# To do
Below are records; repeat them all exactly.

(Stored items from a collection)
▶

PR #6088, opened 2022-03-24
Gekidou - Replies count query fix

anurag6713:
#### Summary
The current query to get replies count is querying `postsInThread` table to get the timestamps and returning a different count. This will query the table with the given root Id.

#### Device Information
This PR was tested on: Android 11

#### Release Note
```release-note
NONE
```

### DIFF
--- a/app/components/post_list/thread_overview/index.ts
+++ b/app/components/post_list/thread_overview/index.ts
@@ -7,7 +7,7 @@ import {of as of$} from 'rxjs';
 import {switchMap} from 'rxjs/operators';
 
 import {Preferences} from '@constants';
-import {observePost, queryPostsInThread} from '@queries/servers/post';
+import {observePost, queryPostRepliesCount} from '@queries/servers/post';
 import {queryPreferencesByCategoryAndName} from '@queries/servers/preference';
 
 import ThreadOverview from './thread_overview';
@@ -24,7 +24,7 @@ const enhanced = withObservables(
                 pipe(
                     switchMap((pref) => of$(Boolean(pref[0]?.value === 'true'))),
                 ),
-            repliesCount: queryPostsInThread(database, rootId).observeCount(),
+            repliesCount: queryPostRepliesCount(database, rootId).observeCount(false),
         };
     });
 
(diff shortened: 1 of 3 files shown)


app/components/post_list/thread_overview/index.ts
```diff
@@ -24,7 +24,7 @@ const enhanced = withObservables(
                 pipe(
                     switchMap((pref) => of$(Boolean(pref[0]?.value === 'true'))),
                 ),
-            repliesCount: queryPostsInThread(database, rootId).observeCount(),
+            repliesCount: queryPostRepliesCount(database, rootId).observeCount(false),
```
anurag6713, line 27: Disabling throttle because it gets updated immediately from the API call before the throttle and the query is skipping the update.

app/queries/servers/post.ts
```diff
@@ -75,6 +75,14 @@ export const queryPostsInThread = (database: Database, rootId: string, sorted =
     return database.get<PostsInThreadModel>(POSTS_IN_THREAD).query(...clauses);
 };
 
+export const queryPostRepliesCount = (database: Database, rootId: string, excludeDeleted = true) => {
```
larkox, line 78: This query queries the post replies. You observe/fetch the count when you use the query. Therefore, I would rename it to `queryPostReplies`.

app/components/post_list/thread_overview/index.ts
larkox: I still think something shady is going on here and we should look into it, but it is OK for now.

larkox (approved):
One minor change, but LGTM.

app/queries/servers/post.ts
```diff
@@ -75,6 +75,14 @@ export const queryPostsInThread = (database: Database, rootId: string, sorted =
...
+    const clauses: Q.Clause[] = [Q.where('root_id', rootId)];
+    if (excludeDeleted) {
+        clauses.push(Q.where('delete_at', Q.eq(0)));
```
enahum, line 81: This raises the question, when I delete a post in the thread how is replyCount updated?

PR #6091, opened 2022-03-25
MM-42623 - Calls: remove Feature Flag

cpoile:
#### Summary
- Removed the `CallsMobile` feature flag tests
- Replaced some of those tests with minimum server version tests. We currently require `6.3.0`, and this may change to `6.6.0` in the future, so the minimum version is a constant.
- In some places the FF was removed and not replaced with the server version test. This is because those places didn't seem like they would impact performance, or there was no need for the server version check. For example, the custom post type is basically also a server version check -- a post would not have the Calls custom post type if the server did not support calls.
  -  But if you think there should be a test there, we can add it in, no problem.
- This was a bit easier than expected because there was no need to add an Alert. Why? Because the only place where the user could interact with the Calls features without the plugin being enabled is the `Start Call` or `Enable Calls` buttons in the Channel Info. But those only show if the server returns a list of channels where calls is enabled, and that will only happen if the Calls plugin is enabled. tldr; the user will only see the `Start Call` button if the Calls plugin is enabled.

#### Ticket Link
- https://mattermost.atlassian.net/browse/MM-42623

#### Checklist

- [ ] ~~Has UI changes~~

#### Device Information
- Android: 12, Pixel 6
- iOS: 15.3.1, iPhone 7 plus

#### Release Note
```release-note
Calls are enabled on mobile if the server has calls enabled; no need for a feature flag.
```


app/components/post_list/post/post.tsx
```diff
@@ -241,7 +240,7 @@ const Post = ({
                 theme={theme}
             />
         );
-    } else if (post.type === 'custom_calls' && callsFeatureEnabled) {
+    } else if (post.type === 'custom_calls') {
```
enahum, line 243: 2 things:
1. can we make a helper function that receives the post and check for the type?
2. can we make is to that `custom_calls` is a constant?

app/components/sidebars/main/channels_list/channel_item/channel_item.test.js
```diff
@@ -41,7 +41,7 @@ describe('ChannelItem', () => {
         isBot: false,
         customStatusEnabled: true,
         channelHasCall: false,
-        callsFeatureEnabled: false,
+        isSupportedServerCalls: false,
```
enahum, line 44: I don't see this prop in the component

app/screens/channel_info/channel_info.js
```diff
@@ -178,7 +178,7 @@ export default class ChannelInfo extends PureComponent {
                     testID='channel_info.edit_channel.action'
                     theme={theme}
                 />
-                {callsFeatureEnabled &&
+                {isSupportedServerCalls &&
```
enahum, line 181: shouldn't you check for `isCallsEnabled` as well? there is no need to mount the component if you already know that calls is not enabled for this channel

enahum (changes requested):
a few minor details and it should be good

lieut-data (approved):
Thanks, @cpoile!

app/screens/channel_info/channel_info.js
cpoile: As we discussed over a call, I added an on demand check for whether calls is enabled. If it isn't, we're changing the button text, and giving the user an alert:
image

app/components/sidebars/main/channels_list/channel_item/channel_item.test.js
cpoile: Ah, good catch -- I discovered I could remove the `isSupportedServerCalls` from the `ChannelItem` and forgot to remove it here. This removes the need for a test, so I deleted it (the base props test is the 'no calls' state).

app/components/post_list/post/post.tsx
cpoile: @enahum Done for 2. But I'm not sure what you mean by 1, could you elaborate?

app/products/calls/components/start_call/start_call.tsx
```diff
@@ -29,9 +30,10 @@ type Props = {
 const StartCall = (props: Props) => {
     const {testID, canStartCall, theme, actions, currentChannelId, callChannelName, currentChannelName, confirmToJoin, alreadyInTheCall, ongoingCall, intl} = props;
 
-    const handleStartCall = useCallback(preventDoubleTap(() => {
+    const [tryLeaveAndJoin, msgPostfix] = useTryCallsFunction(() => {
         leaveAndJoinWithAlert(intl, currentChannelId, callChannelName, currentChannelName, confirmToJoin, actions.joinCall);
-    }), [actions.joinCall, currentChannelId]);
+    });
+    const handleStartCall = useCallback(preventDoubleTap(tryLeaveAndJoin), [actions.joinCall, currentChannelId]);
```
enahum, line 36: I guess it also depends on `intl`, `callChannelName` and `currentChannelName` used by `tryLeaveAndJoin`

app/products/calls/hooks.ts
```diff
@@ -0,0 +1,35 @@
...
+            fn(channelId);
+            return;
+        }
+
+        Alert.alert(
+            'Calls is not enabled',
+            'Please contact your system administrator to enable the feature.',
+            [
+                {
+                    text: 'Ok',
```
enahum, line 26:
```suggestion
                    text: 'OK',
```

if we want to be consistent with the other alerts.

enahum (approved):

enahum:
@cpoile CI is not passing

app/components/post_list/post/post.tsx
```diff
@@ -241,7 +240,7 @@ const Post = ({
                 theme={theme}
             />
         );
-    } else if (post.type === 'custom_calls' && callsFeatureEnabled) {
+    } else if (post.type === Posts.POST_TYPES.CUSTOM_CALLS) {
```
enahum, line 243: by 1 I meant a function like `isSystemMessage` or `isPostEphemeral` that basically receives the post as argument and return a boolean.

In this case it would be something like

```
export const isCallPost(post) {
    return post.type === Posts.POST_TYPES.CUSTOM_CALLS;
}
```

and this would live in a utility file of some sort, probably `utils/posts` but no need to add it now.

◀

# Answer to the problem
PR #6088, opened 2022-03-24
Gekidou - Replies count query fix

anurag6713:
#### Summary
The current query to get replies count is querying `postsInThread` table to get the timestamps and returning a different count. This will query the table with the given root Id.

#### Device Information
This PR was tested on: Android 11

#### Release Note
```release-note
NONE
```

### DIFF
--- a/app/components/post_list/thread_overview/index.ts
+++ b/app/components/post_list/thread_overview/index.ts
@@ -7,7 +7,7 @@ import {of as of$} from 'rxjs';
 import {switchMap} from 'rxjs/operators';
 
 import {Preferences} from '@constants';
-import {observePost, queryPostsInThread} from '@queries/servers/post';
+import {observePost, queryPostRepliesCount} from '@queries/servers/post';
 import {queryPreferencesByCategoryAndName} from '@queries/servers/preference';
 
 import ThreadOverview from './thread_overview';
@@ -24,7 +24,7 @@ const enhanced = withObservables(
                 pipe(
                     switchMap((pref) => of$(Boolean(pref[0]?.value === 'true'))),
                 ),
-            repliesCount: queryPostsInThread(database, rootId).observeCount(),
+            repliesCount: queryPostRepliesCount(database, rootId).observeCount(false),
         };
     });
 
(diff shortened: 1 of 3 files shown)


app/components/post_list/thread_overview/index.ts
```diff
@@ -24,7 +24,7 @@ const enhanced = withObservables(
                 pipe(
                     switchMap((pref) => of$(Boolean(pref[0]?.value === 'true'))),
                 ),
-            repliesCount: queryPostsInThread(database, rootId).observeCount(),
+            repliesCount: queryPostRepliesCount(database, rootId).observeCount(false),
```
anurag6713, line 27: Disabling throttle because it gets updated immediately from the API call before the throttle and the query is skipping the update.

app/queries/servers/post.ts
```diff
@@ -75,6 +75,14 @@ export const queryPostsInThread = (database: Database, rootId: string, sorted =
     return database.get<PostsInThreadModel>(POSTS_IN_THREAD).query(...clauses);
 };
 
+export const queryPostRepliesCount = (database: Database, rootId: string, excludeDeleted = true) => {
```
larkox, line 78: This query queries the post replies. You observe/fetch the count when you use the query. Therefore, I would rename it to `queryPostReplies`.

app/components/post_list/thread_overview/index.ts
larkox: I still think something shady is going on here and we should look into it, but it is OK for now.

larkox (approved):
One minor change, but LGTM.

app/queries/servers/post.ts
```diff
@@ -75,6 +75,14 @@ export const queryPostsInThread = (database: Database, rootId: string, sorted =
...
+    const clauses: Q.Clause[] = [Q.where('root_id', rootId)];
+    if (excludeDeleted) {
+        clauses.push(Q.where('delete_at', Q.eq(0)));
```
enahum, line 81: This raises the question, when I delete a post in the thread how is replyCount updated?

PR #6091, opened 2022-03-25
MM-42623 - Calls: remove Feature Flag

cpoile:
#### Summary
- Removed the `CallsMobile` feature flag tests
- Replaced some of those tests with minimum server version tests. We currently require `6.3.0`, and this may change to `6.6.0` in the future, so the minimum version is a constant.
- In some places the FF was removed and not replaced with the server version test. This is because those places didn't seem like they would impact performance, or there was no need for the server version check. For example, the custom post type is basically also a server version check -- a post would not have the Calls custom post type if the server did not support calls.
  -  But if you think there should be a test there, we can add it in, no problem.
- This was a bit easier than expected because there was no need to add an Alert. Why? Because the only place where the user could interact with the Calls features without the plugin being enabled is the `Start Call` or `Enable Calls` buttons in the Channel Info. But those only show if the server returns a list of channels where calls is enabled, and that will only happen if the Calls plugin is enabled. tldr; the user will only see the `Start Call` button if the Calls plugin is enabled.

#### Ticket Link
- https://mattermost.atlassian.net/browse/MM-42623

#### Checklist

- [ ] ~~Has UI changes~~

#### Device Information
- Android: 12, Pixel 6
- iOS: 15.3.1, iPhone 7 plus

#### Release Note
```release-note
Calls are enabled on mobile if the server has calls enabled; no need for a feature flag.
```


app/components/post_list/post/post.tsx
```diff
@@ -241,7 +240,7 @@ const Post = ({
                 theme={theme}
             />
         );
-    } else if (post.type === 'custom_calls' && callsFeatureEnabled) {
+    } else if (post.type === 'custom_calls') {
```
enahum, line 243: 2 things:
1. can we make a helper function that receives the post and check for the type?
2. can we make is to that `custom_calls` is a constant?

app/components/sidebars/main/channels_list/channel_item/channel_item.test.js
```diff
@@ -41,7 +41,7 @@ describe('ChannelItem', () => {
         isBot: false,
         customStatusEnabled: true,
         channelHasCall: false,
-        callsFeatureEnabled: false,
+        isSupportedServerCalls: false,
```
enahum, line 44: I don't see this prop in the component

app/screens/channel_info/channel_info.js
```diff
@@ -178,7 +178,7 @@ export default class ChannelInfo extends PureComponent {
                     testID='channel_info.edit_channel.action'
                     theme={theme}
                 />
-                {callsFeatureEnabled &&
+                {isSupportedServerCalls &&
```
enahum, line 181: shouldn't you check for `isCallsEnabled` as well? there is no need to mount the component if you already know that calls is not enabled for this channel

enahum (changes requested):
a few minor details and it should be good

lieut-data (approved):
Thanks, @cpoile!

app/screens/channel_info/channel_info.js
cpoile: As we discussed over a call, I added an on demand check for whether calls is enabled. If it isn't, we're changing the button text, and giving the user an alert:
image

app/components/sidebars/main/channels_list/channel_item/channel_item.test.js
cpoile: Ah, good catch -- I discovered I could remove the `isSupportedServerCalls` from the `ChannelItem` and forgot to remove it here. This removes the need for a test, so I deleted it (the base props test is the 'no calls' state).

app/components/post_list/post/post.tsx
cpoile: @enahum Done for 2. But I'm not sure what you mean by 1, could you elaborate?

app/products/calls/components/start_call/start_call.tsx
```diff
@@ -29,9 +30,10 @@ type Props = {
 const StartCall = (props: Props) => {
     const {testID, canStartCall, theme, actions, currentChannelId, callChannelName, currentChannelName, confirmToJoin, alreadyInTheCall, ongoingCall, intl} = props;
 
-    const handleStartCall = useCallback(preventDoubleTap(() => {
+    const [tryLeaveAndJoin, msgPostfix] = useTryCallsFunction(() => {
         leaveAndJoinWithAlert(intl, currentChannelId, callChannelName, currentChannelName, confirmToJoin, actions.joinCall);
-    }), [actions.joinCall, currentChannelId]);
+    });
+    const handleStartCall = useCallback(preventDoubleTap(tryLeaveAndJoin), [actions.joinCall, currentChannelId]);
```
enahum, line 36: I guess it also depends on `intl`, `callChannelName` and `currentChannelName` used by `tryLeaveAndJoin`

app/products/calls/hooks.ts
```diff
@@ -0,0 +1,35 @@
...
+            fn(channelId);
+            return;
+        }
+
+        Alert.alert(
+            'Calls is not enabled',
+            'Please contact your system administrator to enable the feature.',
+            [
+                {
+                    text: 'Ok',
```
enahum, line 26:
```suggestion
                    text: 'OK',
```

if we want to be consistent with the other alerts.

enahum (approved):

enahum:
@cpoile CI is not passing

app/components/post_list/post/post.tsx
```diff
@@ -241,7 +240,7 @@ const Post = ({
                 theme={theme}
             />
         );
-    } else if (post.type === 'custom_calls' && callsFeatureEnabled) {
+    } else if (post.type === Posts.POST_TYPES.CUSTOM_CALLS) {
```
enahum, line 243: by 1 I meant a function like `isSystemMessage` or `isPostEphemeral` that basically receives the post as argument and return a boolean.

In this case it would be something like

```
export const isCallPost(post) {
    return post.type === Posts.POST_TYPES.CUSTOM_CALLS;
}
```

and this would live in a utility file of some sort, probably `utils/posts` but no need to add it now.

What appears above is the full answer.